Exactly, this solves only one of the many problems of hydrogen. There are still supply, transportation, storage, and safety issues to be dealt with. Hydrogen, always 30 years in the future.


----------



## aeroscott (Jan 5, 2008)

idarusskie said:


> where would you get your hydrogen? produce it at home? or split it from gasoline?


Gasoline splitting only helps big oil , you cut your fuel use they triple the price . Home splitting , It wouldn't start out like that , very big power users/producers running megawatt solar / wind or other generators needing gigawatt storage . fuel cell can be reversed feeding water (distilled) and power in and O2/H2 out . H2 storage verses batteries ? ever changing target.
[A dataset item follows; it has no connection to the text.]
PR #15, opened 2016-01-05
Limit image asset name to base name to allow path in name

jmurzy:
This allows one to set a different output path for images (vs. what's defined for output.path).

"main.js": "bundles/main.js",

Batteries win today for ev's .


----------



## PhantomPholly (Aug 20, 2008)

Jason Lattimer said:


> Oh, wow carbon nanotubes. That just sounds expensive. If anyone actually starts making these damned things already, it will change everything.


That's partly right. They are already creating nanotubes in large quantities; the trick is to get them in the right length and to get them to go where you want them (e.g. line up nicely without touching each other). So I'd say the expensive part isn't the material but how to use it.

Another concern is the health impact of these little buggers. There are no long term studies (duh - they're new) and a concern has been raised that if they are released into the air in quantity they could lodge in our lungs and cause issues similar to asbestos fibers.


----------